■ Problem to work on
Write out the entries below exactly, from the first line to the one with "to prevent syncing).", both ends included.

■ Data
_ _ _ _ _

PR #79, opened 2026-03-11
Mage of ascension

Terkala:
Adding a design doc for a combination Wizard/Heretic for Forky.

### DIFF
--- a/src/design-proposals/mage-of-ascension.md
+++ b/src/design-proposals/mage-of-ascension.md
@@ -1,0 +1,114 @@
+# Mage of Ascension
+
+| Designers | Implemented | GitHub Links |
+|---|---|---|
+| Terkala | :x: No | |
+
+## Overview
+
+This proposal adds a new Mage of Ascension antagonist built around a Ley Line system and spell schools. Mages of Ascension start weak and grow into a nearly station-ending threat by opening confluences (ley-line confluences) to places of power. Spells are organized into schools (Necromancy, Elementalism, Honkamancy, Hemomancy, Dimensionalism, Chaosmancy), and progression is tied to confluence-opening and a mana system. This variant exists alongside the existing Wizard as a midround/event antagonist.
+
+**Player goals:** The Mage's goal is to ascend to ultimate power. Once ascended, their goal is to show the station their power.
+
+## Background
+
+**Relevant code:** `Resources/Prototypes/Catalog/spellbook_catalog.yml`, `Content.Shared/Magic/SpellbookSystem.cs`, `Resources/Prototypes/Entities/Objects/Magic/books.yml` (WizardsGrimoire), `Content.Server/BloodCult/EntitySystems/BloodCultRiftSetupSystem.cs` (3x3 confluence reference), electrical anomaly spark behavior for mote travel.
+
+## Features to be added
+
+### 1. Ley Line & Confluence System
+
+Confluences are ley-line confluences—points where ley lines converge, opening rifts to places of power.
+
+**Spawn rules:**
+- One confluence exists at round start.
+- One new confluence spawns each time a confluence is pried open.
+- Only one "new" (unopened) confluence exists at a time.
+- Confluences spawn indoors, in areas with safe atmosphere (normal temperature, normal pressure).
+
+**Visibility:**
+- Unopened confluences are visible only to the mage.
+- When a confluence is pried open, its sprite changes and it becomes visible to all players.
+
+**Finding confluences:**
+- Each confluence fires a mote of mana on its own timer (25–35 seconds, randomized to prevent syncing).
+- **With only one open confluence:** The mote shoots from the unopened confluence toward the mage. The mage can trace the vague direction to find it.
+- **With two or more open confluences:** Each confluence randomly shoots its mote toward either the mage or another confluence. The mage must either stay near a confluence to observe which direction the mote travels, or hope to get lucky. Mana motes travel through walls (similar to electrical anomaly sparks).
+
+**Opening confluences:**
+- The mage must have the spellbook out and open in one hand.
+- The mage clicks the confluence with the open spellbook.
+- Once pried open, the confluence's sprite updates and it becomes visible to everyone.
+
+**Final confluence:**
+- Special, more visible confluence.
+- Occupies a 3x3 area (similar to blood cult final rune rift).
+- Grants the capstone spell when opened.
+
+### 2. Spell Schools
+
+Six schools: Necromancy, Elementalism, Honkamancy, Hemomancy, Dimensionalism, Chaosmancy.
+
+**Selection:**
+- The mage chooses a school at round start via the Grimoire.
+- This locks their spell path.
+- After choosing, the path store transfers to the mage (similar to uplink implant).
+- The Grimoire is then used to interact with confluences to drain them.
+
+**Progression:**
+- Each confluence opened: choose between two spells for that school.
+- Spells improve by tier as more confluences are opened.
+- Capstone spell: earned after opening the final confluence.
+
+**School themes (high level):**
+- **Necromancy:** Undead, death, resurrection. Capstone: transform into an immortal lich that reforms their body minutes after death.
+- **Elementalism:** Ice/fire. Capstone: constant ice effect around the mage, replacing floors/walls with ice and freezing nearby players.
+- **Honkamancy:** Clown/silly. Capstone: transform into a Clown Behemoth roughly as strong as a dragon.
+- **Hemomancy:** Blood/vampiric.
+- **Dimensionalism:** Teleportation, confluence manipulation.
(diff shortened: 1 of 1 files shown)


masterelzoi:
So far so good! Do like the ideas for sure. I think we do have to keep the dramatic server wide messages once you unlock your capstone. it is a good feeling for peoples story as the antag to reach a peak, and everyone feel like they can get involved. Can their progression be slowed or stopped by security at all other than arrests? Additionally if you do want to go down the route of people being able to tell vastly different and in depth stories, with the unique identities. I feel a path covering what heratic did is missing. The only one that comes close in my opinion is dimensionlism, even then would need to see more of it. Lichdom does not fit an eldritch feel as much as it does a gothic one. Worth perhaps pushing down the very esoteric incomprehensible route with dimensionalism

Terkala:
> So far so good! Do like the ideas for sure. I think we do have to keep the dramatic server wide messages once you unlock your capstone. it is a good feeling for peoples story as the antag to reach a peak, and everyone feel like they can get involved. Can their progression be slowed or stopped by security at all other than arrests? Additionally if you do want to go down the route of people being able to tell vastly different and in depth stories, with the unique identities. I feel a path covering what heratic did is missing. The only one that comes close in my opinion is dimensionlism, even then would need to see more of it. Lichdom does not fit an eldritch feel as much as it does a gothic one. Worth perhaps pushing down the very esoteric incomprehensible route with dimensionalism

I'd love some suggestions for ways security could slow them down other than an arrest. Realistically, I don't think security will be able to detain them without lethals, due to their ability to escape with their blink, so it'd start from a situation in medbay of them being revived from crit/dead. I could tie it to an item, but I want them to have the ability to blend as crew without having an item giving it away, and don't like the jank of having to equip/unequip an item to teleport.

So my initial thought is simply to have the same high risk/reward structure of Wizard, where if caught you're executed because it's too difficult to contain them. But would welcome any ideas for how to handle it differently.

I was actually thinking of slicing up heretic abilities to use for other paths. Hemomancy/Necromancy would use a lot of the Flesh Path assets. Dimensionalism would use void path assets. Elementalism would use some of the ashen path assets. I can't use the actual spells or code, since it's AGPL, so at best I'm just using sprites and icons. And I want to intentionally avoid using Runes since I want to help streamline mechanics and those end up being confusing for players to utilize.

masterelzoi:
Forced executions when catching a certain type of antag will never be a good idea. All it does is make corporate secrets reveals happen far too frequently as evidenced with changelings so i would definitely avoid that. You could work it in with the oubliette or similar device to either reset or wipe their magic capabilities completely. I think its fine for them to just have the teleport without an item as long as cuffs stopped it. This is an antag which has to deal with antags AND sec intrinsically. No other antag faces that challenge, so throwing them a bone is fine. Same way heretics get a grasp they get a teleport. Acquiring custom gear could just be done through the spell path menu. Such as the paths armour (they for sure should get a kind of armour) if you want to avoid using runes entirely, which i think is fair.

Terkala:
That's a fair point, how about this as an idea:

Locked Lodestone Collar (warden gets one in their locker, and lathe can make it out of steel). Neck slot item, which has a security-lock (need security level door access to unlock). So you can lock it onto a captured mage, and they can't use their powers while wearing it. But if they can find (or make) an incapacitated officer after they're released from prison, they can use the officer's ID card to remove the collar. That way they're not entirely doomed, and have some way back if caught, but are "unlikely enough" to get access that security doesn't feel like they need to find an excuse to perma them

DeltaSS14:
> Locked Lodestone Collar

I like the idea of a lockable item doing this, may want to avoid a collar since people will be weird about it (see shock collar removal)

Terkala:
> > Locked Lodestone Collar
> 
> I like the idea of a lockable item doing this, may want to avoid a collar since people will be weird about it (see shock collar removal)

Lodestone Necklace? I want it to be neck slot so it doesn't block hands, so it's something they can just release the prisoner with but the player will need to find a sec-id to remove

masterelzoi:
> > > Locked Lodestone Collar
> > 
> > 
> > I like the idea of a lockable item doing this, may want to avoid a collar since people will be weird about it (see shock collar removal)
> 
> Lodestone Necklace? I want it to be neck slot so it doesn't block hands, so it's something they can just release the prisoner with but the player will need to find a sec-id to remove

Make it a glove slot item. Gloves that cant be removed, allows hands to be used but takes the glove slot

Terkala:
Like a reverse power glove? Magic Suppression Gloves? Yeah that would work.

BalkanCalm101:
> And I want to intentionally avoid using Runes since I want to help streamline mechanics and those end up being confusing for players to utilize.

You could use Orbs instead of Runes.Fits the wizard theme pretty nicely.
I also hope Mages don't get depowered from the Oubliette since,uh...it just kind of sucks. Antags that have the power to destroy the station should be dealt only with executions,in my opinion. It just kind of a cope out to use the magic box to magically make the antag start from scratch with an even harder time. Oubliette is worse than an execution.

If you want a different way to go about it,then maybe make their powers tied to an organ tha can be remove through surgery(?). Or maybe their power is linked to Orbs that have to be gathered and destroyed,or something like that. Up to you..

I also hope the collar doesn't just take pure steel to make.I feel like if you really wanna go that route,then you should make it expensive. 2 diamonds + 2 artifact fragments + 10 steel might be too much,but i feel like containing mages shouldn't be so cheap and easy.

Also,instead of making them completely powerless when that collar is on,you coulb possibly just make it so they can only do VERY basic magic that costs a lot of mana. Otherwise, you'd have to fight a secoff with lethals on him and it just isn't that easy for everyone. But that's just my thoughts.

I really do like this PR and i hope it gets merged when the time comes. I just hope Necromancy isn't just a reskin of Flesh Path and it gets actual love (which it deserves).

Terkala:
Orbs are famously very mobile though. So if you're holding an orb, why not just have a spell that makes the item instead? It's very easy to make spells that just summon items, or transmutes one item from another item (requiring you have X type of item in hand, for example). Simpler and more intuitive.

The idea with the Lead Gloves (gloves instead of collar now, so people aren't weird about them) is that security can "reasonably assume" the mage is handled, and release them. And the mage has a chance to remove them, if they can find an ID card with security access. So they can try to jump a security officer in maints, or wait until another antag downs an officer or creates a distraction. The idea is to give security a "good enough" solution where it doesn't feel unreasonable for security to let a criminal go after X minutes in the brig.

Which solves some of the issue with why Heretic had the Oubliette interaction (and I do agree that it would have been better narratively if heretics were just executed), since there's no reasonable world where security would arrest a heretic and let them go to continue being a problem, since they can re-acquire their gear and spells fairly trivially.

BombasterDS2:
Read this and i just think that heretic and wizard have different vibes. I like a lot of ideas (confluences and mana system), yet i think that wizard and heretic should still be separate antags.

Heretic is related with something eldritch and evil. There magic often is horror for crew and all players know that heretics NOT friend to you even if you antag. Their sounds and music fits this thematic. Confluences mechanic work fits very well to them, fitings with their ascension race.

Wizard is other hand is silly guy that makes funny magic, not always good, not always evil. They are instant sources of chaos and magic on station, so you can't be sure - can you safely interact with them and not.

I'm worried about how both antags will feel after they being united. Silliness of wizard can easily overlap all eldritch and horror vibes of heretic. If changes in this doc will become true i just hope that school will determine vibe and sounds on antags (Sometimes you just want to play true eldritch horror of darkness and sometime you want play magic princess that turns borg into PANCAKE BORGS)

BombasterDS2:
Also there might also be fatigue system for spells (like in some games): Some spells might have no cooldown, but their manacost increases every time they used. Fatigue decays overtime. 
There is also another implementation of this system: overall fatique - when you use any spell, fatique increases, increasing manacost for all spells and decreasing mana regen.

These system will provide wizards "second chance" if they teleported in really bad position or if they really need to throw three fireball at this sec. group.

Terkala:
I had an idea for a different gameplay loop for mages:

1. Make mages similar to Traitors. You're a Mage Apprentice, on the station to retrieve things for magical research.
2. You have a list of objectives similar to a traitor. Such as Steal X or kill Y.
3. With your steal objectives, you have to take the item and push it into a rift in order to see the "magical resonance". Which deletes the item and opens the rift. Rifts have no purpose other than to be a place to deposit stolen items.
4. With your kill objectives you use your magic book on the body to capture the soul (optional RR, allowing someone to be revived with a mind and as a "soulless husk" would probably be fine lore-wise).
5. Doing either awards you with a new spell. Killing another mage and capturing their soul with your book also awards you with a new spell.
6. Completing all of your objectives spawns a larger rift. Only one mage can ascend at this rift, making them all inclined to fight eachother over it. You can only use the rift if all your objectives are complete, and doing so is very obvious and takes a long time. Doing this successfully gives you your capstone spell that is roughly equivalent to a heretic ascension.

_ _ _ _ _

■ Reply
PR #79, opened 2026-03-11
Mage of ascension

Terkala:
Adding a design doc for a combination Wizard/Heretic for Forky.

### DIFF
--- a/src/design-proposals/mage-of-ascension.md
+++ b/src/design-proposals/mage-of-ascension.md
@@ -1,0 +1,114 @@
+# Mage of Ascension
+
+| Designers | Implemented | GitHub Links |
+|---|---|---|
+| Terkala | :x: No | |
+
+## Overview
+
+This proposal adds a new Mage of Ascension antagonist built around a Ley Line system and spell schools. Mages of Ascension start weak and grow into a nearly station-ending threat by opening confluences (ley-line confluences) to places of power. Spells are organized into schools (Necromancy, Elementalism, Honkamancy, Hemomancy, Dimensionalism, Chaosmancy), and progression is tied to confluence-opening and a mana system. This variant exists alongside the existing Wizard as a midround/event antagonist.
+
+**Player goals:** The Mage's goal is to ascend to ultimate power. Once ascended, their goal is to show the station their power.
+
+## Background
+
+**Relevant code:** `Resources/Prototypes/Catalog/spellbook_catalog.yml`, `Content.Shared/Magic/SpellbookSystem.cs`, `Resources/Prototypes/Entities/Objects/Magic/books.yml` (WizardsGrimoire), `Content.Server/BloodCult/EntitySystems/BloodCultRiftSetupSystem.cs` (3x3 confluence reference), electrical anomaly spark behavior for mote travel.
+
+## Features to be added
+
+### 1. Ley Line & Confluence System
+
+Confluences are ley-line confluences—points where ley lines converge, opening rifts to places of power.
+
+**Spawn rules:**
+- One confluence exists at round start.
+- One new confluence spawns each time a confluence is pried open.
+- Only one "new" (unopened) confluence exists at a time.
+- Confluences spawn indoors, in areas with safe atmosphere (normal temperature, normal pressure).
+
+**Visibility:**
+- Unopened confluences are visible only to the mage.
+- When a confluence is pried open, its sprite changes and it becomes visible to all players.
+
+**Finding confluences:**
+- Each confluence fires a mote of mana on its own timer (25–35 seconds, randomized to prevent syncing).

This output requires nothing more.